Saved entries:

== Segment start ==

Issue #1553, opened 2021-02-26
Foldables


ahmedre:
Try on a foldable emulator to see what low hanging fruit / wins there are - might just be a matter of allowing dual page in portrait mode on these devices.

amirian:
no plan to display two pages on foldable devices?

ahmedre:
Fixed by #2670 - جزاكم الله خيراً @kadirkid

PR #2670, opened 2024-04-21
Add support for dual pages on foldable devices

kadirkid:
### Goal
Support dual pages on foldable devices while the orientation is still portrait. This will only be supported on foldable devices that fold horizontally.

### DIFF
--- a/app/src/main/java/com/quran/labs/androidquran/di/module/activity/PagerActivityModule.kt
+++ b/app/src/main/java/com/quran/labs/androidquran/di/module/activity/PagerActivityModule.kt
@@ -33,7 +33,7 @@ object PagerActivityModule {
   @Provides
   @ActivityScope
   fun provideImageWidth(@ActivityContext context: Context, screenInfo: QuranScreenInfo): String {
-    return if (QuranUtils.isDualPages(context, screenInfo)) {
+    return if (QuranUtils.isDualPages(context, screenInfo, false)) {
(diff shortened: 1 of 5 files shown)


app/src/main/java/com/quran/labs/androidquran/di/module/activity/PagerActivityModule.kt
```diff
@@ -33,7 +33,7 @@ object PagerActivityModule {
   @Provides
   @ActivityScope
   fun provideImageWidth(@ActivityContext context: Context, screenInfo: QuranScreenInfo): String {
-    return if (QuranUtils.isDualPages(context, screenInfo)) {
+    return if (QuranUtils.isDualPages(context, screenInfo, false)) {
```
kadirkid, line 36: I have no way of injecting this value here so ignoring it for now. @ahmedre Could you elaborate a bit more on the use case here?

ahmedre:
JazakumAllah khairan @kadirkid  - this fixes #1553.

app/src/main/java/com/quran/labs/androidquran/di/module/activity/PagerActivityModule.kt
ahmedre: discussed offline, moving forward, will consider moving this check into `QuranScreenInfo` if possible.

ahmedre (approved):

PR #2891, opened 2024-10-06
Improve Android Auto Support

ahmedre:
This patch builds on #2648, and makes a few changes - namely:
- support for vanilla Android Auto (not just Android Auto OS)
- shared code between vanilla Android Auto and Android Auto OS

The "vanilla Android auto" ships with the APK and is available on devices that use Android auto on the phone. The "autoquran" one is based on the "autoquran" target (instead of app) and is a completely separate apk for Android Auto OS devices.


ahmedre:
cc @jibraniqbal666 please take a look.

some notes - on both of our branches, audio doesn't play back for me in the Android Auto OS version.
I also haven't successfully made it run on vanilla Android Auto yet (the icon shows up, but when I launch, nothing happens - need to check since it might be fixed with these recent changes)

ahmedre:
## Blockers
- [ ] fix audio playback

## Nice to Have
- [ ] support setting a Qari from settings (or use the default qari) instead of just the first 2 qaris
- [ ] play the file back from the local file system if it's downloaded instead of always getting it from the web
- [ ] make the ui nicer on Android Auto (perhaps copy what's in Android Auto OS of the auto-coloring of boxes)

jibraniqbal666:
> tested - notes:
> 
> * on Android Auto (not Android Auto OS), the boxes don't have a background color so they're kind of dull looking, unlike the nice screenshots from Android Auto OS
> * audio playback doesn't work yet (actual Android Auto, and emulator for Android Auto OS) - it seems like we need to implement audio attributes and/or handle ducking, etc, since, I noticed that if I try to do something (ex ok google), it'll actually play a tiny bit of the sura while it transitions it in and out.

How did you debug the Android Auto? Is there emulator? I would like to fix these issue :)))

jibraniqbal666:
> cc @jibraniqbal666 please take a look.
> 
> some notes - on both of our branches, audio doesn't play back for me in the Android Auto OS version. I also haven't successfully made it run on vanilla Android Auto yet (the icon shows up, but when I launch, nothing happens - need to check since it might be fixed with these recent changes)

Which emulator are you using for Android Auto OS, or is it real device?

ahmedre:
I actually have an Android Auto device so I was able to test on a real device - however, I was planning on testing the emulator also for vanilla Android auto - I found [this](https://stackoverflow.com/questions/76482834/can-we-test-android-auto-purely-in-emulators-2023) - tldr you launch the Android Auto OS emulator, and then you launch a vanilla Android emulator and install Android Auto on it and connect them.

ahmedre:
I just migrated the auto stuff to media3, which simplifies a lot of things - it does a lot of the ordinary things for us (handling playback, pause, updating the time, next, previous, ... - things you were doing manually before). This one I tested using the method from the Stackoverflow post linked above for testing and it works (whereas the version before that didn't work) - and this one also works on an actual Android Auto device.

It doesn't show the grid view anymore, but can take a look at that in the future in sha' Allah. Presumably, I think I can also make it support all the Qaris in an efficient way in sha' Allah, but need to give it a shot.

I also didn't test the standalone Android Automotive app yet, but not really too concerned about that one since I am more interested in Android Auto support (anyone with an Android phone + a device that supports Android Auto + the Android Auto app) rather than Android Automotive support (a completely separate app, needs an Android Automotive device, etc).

== Segment end ==

• **YOUR INSTRUCTIONS**
Apply a filter for "made" to the entries and show each line that passes.

• **REPLY TO THE EXERCISE**
I also haven't successfully made it run on vanilla Android Auto yet (the icon shows up, but when I launch, nothing happens - need to check since it might be fixed with these recent changes)
> some notes - on both of our branches, audio doesn't play back for me in the Android Auto OS version. I also haven't successfully made it run on vanilla Android Auto yet (the icon shows up, but when I launch, nothing happens - need to check since it might be fixed with these recent changes)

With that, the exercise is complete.